(Stored items)
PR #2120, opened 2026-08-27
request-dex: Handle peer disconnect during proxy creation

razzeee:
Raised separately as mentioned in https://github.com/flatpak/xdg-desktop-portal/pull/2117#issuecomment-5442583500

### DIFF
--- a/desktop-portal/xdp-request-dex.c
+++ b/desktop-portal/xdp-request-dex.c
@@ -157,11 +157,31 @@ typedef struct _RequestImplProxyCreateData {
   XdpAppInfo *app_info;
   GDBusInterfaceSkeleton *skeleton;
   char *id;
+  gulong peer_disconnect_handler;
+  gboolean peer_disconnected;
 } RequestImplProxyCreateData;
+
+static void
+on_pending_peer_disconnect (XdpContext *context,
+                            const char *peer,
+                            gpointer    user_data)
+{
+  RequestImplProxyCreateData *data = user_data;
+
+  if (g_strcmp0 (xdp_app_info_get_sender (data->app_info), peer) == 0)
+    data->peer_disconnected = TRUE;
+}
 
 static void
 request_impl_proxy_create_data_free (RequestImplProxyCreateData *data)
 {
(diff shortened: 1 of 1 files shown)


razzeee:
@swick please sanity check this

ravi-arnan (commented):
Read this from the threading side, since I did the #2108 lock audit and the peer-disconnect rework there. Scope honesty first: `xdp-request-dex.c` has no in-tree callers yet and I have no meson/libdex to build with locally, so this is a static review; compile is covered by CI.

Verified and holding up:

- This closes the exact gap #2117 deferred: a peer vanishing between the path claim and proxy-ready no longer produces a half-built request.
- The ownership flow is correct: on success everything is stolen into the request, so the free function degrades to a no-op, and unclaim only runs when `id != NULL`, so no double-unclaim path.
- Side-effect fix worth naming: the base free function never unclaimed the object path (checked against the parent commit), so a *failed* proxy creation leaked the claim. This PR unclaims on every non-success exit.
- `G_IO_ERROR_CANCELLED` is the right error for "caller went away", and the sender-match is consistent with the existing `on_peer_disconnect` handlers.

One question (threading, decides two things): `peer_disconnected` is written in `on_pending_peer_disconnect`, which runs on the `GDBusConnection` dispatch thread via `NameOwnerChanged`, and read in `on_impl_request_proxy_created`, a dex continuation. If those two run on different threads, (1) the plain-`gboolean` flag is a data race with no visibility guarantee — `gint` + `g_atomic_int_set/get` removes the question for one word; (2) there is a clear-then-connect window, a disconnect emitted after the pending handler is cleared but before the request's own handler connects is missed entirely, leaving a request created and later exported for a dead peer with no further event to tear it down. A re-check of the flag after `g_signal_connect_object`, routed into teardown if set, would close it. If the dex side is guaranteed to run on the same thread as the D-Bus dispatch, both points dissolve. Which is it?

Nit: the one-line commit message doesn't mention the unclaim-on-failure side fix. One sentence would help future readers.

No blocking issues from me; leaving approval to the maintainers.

==

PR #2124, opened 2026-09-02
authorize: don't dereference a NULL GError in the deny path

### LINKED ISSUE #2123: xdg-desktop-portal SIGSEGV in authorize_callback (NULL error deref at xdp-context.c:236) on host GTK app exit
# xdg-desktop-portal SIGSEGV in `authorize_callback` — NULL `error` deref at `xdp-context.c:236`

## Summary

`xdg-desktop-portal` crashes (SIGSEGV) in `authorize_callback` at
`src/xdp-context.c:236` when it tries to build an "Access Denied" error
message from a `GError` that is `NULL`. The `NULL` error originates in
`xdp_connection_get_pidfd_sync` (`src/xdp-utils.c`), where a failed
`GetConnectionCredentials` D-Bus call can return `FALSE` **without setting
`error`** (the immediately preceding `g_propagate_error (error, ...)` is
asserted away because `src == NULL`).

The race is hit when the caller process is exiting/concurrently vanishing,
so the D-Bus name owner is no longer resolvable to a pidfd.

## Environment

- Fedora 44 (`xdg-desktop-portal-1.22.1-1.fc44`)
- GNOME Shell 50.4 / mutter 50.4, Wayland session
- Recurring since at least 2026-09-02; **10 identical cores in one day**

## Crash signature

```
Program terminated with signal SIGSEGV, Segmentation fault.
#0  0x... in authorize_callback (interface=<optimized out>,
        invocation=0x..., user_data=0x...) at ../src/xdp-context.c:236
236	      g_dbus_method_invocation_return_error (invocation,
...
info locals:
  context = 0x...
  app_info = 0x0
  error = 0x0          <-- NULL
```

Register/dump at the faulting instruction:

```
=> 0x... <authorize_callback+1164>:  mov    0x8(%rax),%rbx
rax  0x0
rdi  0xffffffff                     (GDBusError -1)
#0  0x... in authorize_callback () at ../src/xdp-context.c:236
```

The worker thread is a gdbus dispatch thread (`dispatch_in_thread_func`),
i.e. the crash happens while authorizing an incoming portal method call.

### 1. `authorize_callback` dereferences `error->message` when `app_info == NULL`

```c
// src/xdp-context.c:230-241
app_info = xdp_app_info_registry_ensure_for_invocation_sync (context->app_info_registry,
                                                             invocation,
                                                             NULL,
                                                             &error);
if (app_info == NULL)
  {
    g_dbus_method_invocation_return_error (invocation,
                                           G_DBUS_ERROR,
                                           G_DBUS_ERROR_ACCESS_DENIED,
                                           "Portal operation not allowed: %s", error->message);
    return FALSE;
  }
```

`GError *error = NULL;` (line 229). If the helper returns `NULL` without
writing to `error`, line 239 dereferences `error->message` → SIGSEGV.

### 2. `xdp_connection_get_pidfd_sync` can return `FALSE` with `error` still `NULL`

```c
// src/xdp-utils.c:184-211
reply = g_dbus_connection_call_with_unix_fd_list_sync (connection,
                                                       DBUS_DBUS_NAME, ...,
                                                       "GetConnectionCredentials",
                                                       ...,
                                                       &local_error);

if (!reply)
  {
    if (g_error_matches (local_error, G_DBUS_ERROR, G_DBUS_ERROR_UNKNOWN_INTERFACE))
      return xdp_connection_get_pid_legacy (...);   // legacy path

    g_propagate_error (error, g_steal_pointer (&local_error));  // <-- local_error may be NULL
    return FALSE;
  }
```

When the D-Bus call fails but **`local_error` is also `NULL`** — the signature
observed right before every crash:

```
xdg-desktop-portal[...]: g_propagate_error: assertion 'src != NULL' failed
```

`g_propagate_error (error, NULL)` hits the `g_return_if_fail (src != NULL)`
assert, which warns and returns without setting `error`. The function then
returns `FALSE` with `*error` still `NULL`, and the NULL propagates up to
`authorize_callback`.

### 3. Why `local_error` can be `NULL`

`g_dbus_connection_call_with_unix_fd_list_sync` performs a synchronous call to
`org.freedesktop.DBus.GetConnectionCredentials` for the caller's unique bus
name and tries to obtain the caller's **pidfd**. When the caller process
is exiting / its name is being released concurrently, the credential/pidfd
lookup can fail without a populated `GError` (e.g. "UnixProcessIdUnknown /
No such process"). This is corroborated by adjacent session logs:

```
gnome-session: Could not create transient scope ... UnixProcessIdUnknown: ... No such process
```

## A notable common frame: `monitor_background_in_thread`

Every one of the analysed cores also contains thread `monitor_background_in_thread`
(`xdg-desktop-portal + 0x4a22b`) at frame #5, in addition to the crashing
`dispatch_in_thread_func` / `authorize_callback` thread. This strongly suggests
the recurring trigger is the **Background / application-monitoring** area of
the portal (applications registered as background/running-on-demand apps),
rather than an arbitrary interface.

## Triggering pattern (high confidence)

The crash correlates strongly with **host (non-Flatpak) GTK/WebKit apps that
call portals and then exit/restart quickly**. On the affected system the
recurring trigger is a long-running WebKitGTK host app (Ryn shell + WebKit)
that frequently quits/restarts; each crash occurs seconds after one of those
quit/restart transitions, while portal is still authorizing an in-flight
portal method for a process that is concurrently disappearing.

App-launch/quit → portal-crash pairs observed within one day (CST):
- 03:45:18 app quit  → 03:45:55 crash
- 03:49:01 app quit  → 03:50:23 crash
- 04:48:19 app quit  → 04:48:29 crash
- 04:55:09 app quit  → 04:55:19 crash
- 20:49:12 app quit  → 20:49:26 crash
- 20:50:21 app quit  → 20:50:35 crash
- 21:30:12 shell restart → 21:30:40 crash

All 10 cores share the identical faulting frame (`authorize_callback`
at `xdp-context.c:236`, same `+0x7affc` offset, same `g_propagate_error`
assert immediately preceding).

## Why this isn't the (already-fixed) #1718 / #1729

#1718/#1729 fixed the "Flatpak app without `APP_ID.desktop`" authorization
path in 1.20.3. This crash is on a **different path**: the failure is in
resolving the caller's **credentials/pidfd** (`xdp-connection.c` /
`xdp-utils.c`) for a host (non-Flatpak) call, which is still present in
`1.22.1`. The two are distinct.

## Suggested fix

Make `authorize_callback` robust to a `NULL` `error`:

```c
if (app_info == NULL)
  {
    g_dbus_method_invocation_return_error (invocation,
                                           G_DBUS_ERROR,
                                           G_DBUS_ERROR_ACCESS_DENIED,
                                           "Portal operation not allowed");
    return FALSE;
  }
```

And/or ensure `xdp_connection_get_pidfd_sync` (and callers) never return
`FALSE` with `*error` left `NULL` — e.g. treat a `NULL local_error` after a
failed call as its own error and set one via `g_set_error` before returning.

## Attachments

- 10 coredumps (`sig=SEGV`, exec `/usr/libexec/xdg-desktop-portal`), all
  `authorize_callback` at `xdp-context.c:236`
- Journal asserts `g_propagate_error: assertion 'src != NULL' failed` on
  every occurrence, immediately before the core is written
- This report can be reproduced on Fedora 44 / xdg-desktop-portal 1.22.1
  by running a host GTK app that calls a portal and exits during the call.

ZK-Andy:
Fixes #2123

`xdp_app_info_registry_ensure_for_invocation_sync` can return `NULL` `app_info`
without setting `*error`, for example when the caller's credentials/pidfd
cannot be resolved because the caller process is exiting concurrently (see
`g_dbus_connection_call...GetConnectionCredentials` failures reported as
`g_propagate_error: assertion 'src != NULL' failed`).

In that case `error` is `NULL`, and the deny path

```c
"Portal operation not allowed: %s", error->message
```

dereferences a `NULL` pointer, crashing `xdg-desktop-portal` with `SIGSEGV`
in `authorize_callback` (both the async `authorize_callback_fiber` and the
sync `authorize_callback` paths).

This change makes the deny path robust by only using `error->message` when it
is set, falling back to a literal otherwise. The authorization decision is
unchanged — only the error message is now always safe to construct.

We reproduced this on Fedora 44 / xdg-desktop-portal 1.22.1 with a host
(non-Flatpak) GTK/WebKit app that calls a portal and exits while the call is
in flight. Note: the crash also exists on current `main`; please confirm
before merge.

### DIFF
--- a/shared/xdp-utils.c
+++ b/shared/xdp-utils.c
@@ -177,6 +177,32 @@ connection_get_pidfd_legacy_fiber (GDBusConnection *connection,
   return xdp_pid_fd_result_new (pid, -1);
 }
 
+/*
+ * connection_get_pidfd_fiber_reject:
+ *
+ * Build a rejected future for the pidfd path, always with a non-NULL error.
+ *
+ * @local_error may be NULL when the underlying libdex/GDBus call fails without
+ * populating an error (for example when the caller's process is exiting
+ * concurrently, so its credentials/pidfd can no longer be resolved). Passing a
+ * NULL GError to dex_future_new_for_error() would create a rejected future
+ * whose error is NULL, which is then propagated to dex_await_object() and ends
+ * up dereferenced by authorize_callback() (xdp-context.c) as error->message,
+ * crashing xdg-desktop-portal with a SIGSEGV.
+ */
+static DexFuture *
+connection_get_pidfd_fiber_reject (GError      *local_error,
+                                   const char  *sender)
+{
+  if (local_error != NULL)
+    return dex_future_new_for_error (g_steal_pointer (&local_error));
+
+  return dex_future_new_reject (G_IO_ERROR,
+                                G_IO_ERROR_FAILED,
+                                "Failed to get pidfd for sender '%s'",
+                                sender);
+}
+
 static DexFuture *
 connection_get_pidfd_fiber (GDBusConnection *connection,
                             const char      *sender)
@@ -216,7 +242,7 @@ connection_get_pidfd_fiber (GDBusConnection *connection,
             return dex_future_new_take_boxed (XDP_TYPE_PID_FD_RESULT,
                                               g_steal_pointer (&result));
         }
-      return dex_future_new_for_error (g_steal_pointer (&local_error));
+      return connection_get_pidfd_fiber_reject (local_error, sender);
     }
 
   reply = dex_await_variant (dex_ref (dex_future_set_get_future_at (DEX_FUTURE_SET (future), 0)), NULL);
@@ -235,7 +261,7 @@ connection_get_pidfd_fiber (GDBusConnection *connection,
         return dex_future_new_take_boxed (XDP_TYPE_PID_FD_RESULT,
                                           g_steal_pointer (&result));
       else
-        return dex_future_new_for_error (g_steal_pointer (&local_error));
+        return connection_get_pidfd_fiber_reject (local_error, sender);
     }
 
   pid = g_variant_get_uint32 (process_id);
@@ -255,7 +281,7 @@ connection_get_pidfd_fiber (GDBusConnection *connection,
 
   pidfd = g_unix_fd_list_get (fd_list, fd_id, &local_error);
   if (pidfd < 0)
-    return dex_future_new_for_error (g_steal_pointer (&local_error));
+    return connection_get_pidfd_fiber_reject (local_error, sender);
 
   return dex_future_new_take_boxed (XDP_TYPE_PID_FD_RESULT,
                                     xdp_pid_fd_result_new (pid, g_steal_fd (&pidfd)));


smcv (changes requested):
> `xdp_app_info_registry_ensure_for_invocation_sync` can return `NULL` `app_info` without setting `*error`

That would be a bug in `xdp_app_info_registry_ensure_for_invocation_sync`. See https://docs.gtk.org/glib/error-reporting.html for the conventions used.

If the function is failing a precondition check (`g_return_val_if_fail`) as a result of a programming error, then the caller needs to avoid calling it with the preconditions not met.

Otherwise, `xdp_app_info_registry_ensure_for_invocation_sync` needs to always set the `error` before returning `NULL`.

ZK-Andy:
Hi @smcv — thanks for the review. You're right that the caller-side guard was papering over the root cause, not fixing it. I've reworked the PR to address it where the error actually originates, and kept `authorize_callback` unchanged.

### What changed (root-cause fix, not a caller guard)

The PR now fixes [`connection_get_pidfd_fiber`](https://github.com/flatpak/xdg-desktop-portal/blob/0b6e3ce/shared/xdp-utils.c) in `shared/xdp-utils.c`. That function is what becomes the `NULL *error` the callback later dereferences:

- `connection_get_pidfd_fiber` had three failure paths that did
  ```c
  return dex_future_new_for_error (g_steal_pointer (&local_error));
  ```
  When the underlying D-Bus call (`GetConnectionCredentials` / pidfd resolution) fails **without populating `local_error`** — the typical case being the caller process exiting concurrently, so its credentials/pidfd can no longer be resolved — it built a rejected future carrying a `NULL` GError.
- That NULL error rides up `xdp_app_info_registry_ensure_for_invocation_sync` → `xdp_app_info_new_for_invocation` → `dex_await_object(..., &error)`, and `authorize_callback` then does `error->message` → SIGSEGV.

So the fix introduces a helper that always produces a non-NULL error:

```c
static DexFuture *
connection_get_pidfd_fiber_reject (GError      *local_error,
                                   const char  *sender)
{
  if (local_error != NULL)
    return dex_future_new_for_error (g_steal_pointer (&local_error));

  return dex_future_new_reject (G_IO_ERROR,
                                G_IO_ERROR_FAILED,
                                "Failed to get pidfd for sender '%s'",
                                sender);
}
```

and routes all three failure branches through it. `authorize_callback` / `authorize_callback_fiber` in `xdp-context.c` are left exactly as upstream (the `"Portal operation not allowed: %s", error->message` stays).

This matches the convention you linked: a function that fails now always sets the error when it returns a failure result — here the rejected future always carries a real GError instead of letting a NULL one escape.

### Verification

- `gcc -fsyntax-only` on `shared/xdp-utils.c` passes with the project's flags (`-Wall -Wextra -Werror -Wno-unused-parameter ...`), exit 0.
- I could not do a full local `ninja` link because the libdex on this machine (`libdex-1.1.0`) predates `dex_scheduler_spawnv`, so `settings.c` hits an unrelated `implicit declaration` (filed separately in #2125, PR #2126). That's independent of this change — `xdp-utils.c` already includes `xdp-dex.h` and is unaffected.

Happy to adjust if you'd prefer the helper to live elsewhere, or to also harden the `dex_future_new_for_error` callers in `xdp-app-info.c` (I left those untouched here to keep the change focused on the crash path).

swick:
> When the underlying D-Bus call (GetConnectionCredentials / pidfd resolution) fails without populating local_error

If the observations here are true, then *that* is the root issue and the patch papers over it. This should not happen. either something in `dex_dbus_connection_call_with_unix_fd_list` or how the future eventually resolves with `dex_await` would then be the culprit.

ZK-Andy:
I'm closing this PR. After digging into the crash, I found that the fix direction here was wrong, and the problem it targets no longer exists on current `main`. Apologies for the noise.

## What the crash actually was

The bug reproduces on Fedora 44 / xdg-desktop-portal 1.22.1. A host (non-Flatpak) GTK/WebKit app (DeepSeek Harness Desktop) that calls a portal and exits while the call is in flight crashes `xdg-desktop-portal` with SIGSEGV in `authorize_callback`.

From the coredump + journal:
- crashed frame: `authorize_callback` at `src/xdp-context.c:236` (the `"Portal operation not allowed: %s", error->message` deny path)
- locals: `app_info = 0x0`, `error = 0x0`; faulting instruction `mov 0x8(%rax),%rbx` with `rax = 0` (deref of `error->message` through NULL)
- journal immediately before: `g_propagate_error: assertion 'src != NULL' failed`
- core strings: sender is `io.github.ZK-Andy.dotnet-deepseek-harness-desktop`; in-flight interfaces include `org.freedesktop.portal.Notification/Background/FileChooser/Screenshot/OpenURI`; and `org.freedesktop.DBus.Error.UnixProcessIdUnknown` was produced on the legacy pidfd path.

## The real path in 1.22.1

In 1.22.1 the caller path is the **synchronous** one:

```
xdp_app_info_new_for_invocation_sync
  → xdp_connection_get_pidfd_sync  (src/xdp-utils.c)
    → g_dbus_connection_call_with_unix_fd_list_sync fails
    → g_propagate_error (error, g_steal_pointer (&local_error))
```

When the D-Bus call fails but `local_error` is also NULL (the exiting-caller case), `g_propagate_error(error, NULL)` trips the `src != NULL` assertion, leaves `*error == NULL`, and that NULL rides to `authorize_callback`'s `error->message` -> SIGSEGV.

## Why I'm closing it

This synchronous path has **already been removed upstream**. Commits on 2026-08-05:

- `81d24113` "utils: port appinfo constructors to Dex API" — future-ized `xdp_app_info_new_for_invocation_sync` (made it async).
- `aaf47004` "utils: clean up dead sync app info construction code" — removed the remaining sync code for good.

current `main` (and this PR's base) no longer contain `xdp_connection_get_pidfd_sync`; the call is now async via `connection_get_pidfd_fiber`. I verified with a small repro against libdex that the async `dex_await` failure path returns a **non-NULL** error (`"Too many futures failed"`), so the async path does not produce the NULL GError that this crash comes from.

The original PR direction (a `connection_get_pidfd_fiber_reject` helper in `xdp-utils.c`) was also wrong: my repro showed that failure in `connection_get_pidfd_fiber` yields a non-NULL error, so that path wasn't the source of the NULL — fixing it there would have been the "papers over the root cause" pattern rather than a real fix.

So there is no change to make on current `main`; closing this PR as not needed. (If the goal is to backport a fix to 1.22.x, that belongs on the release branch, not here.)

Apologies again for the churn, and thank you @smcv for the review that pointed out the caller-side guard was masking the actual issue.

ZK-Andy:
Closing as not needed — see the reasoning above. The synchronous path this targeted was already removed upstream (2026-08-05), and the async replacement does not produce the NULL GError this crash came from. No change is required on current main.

## [Assignment]
Using the records above, copy each line that contains "exits".

## [Answer]
  by running a host GTK app that calls a portal and exits during the call.
(non-Flatpak) GTK/WebKit app that calls a portal and exits while the call is
The bug reproduces on Fedora 44 / xdg-desktop-portal 1.22.1. A host (non-Flatpak) GTK/WebKit app (DeepSeek Harness Desktop) that calls a portal and exits while the call is in flight crashes `xdg-desktop-portal` with SIGSEGV in `authorize_callback`.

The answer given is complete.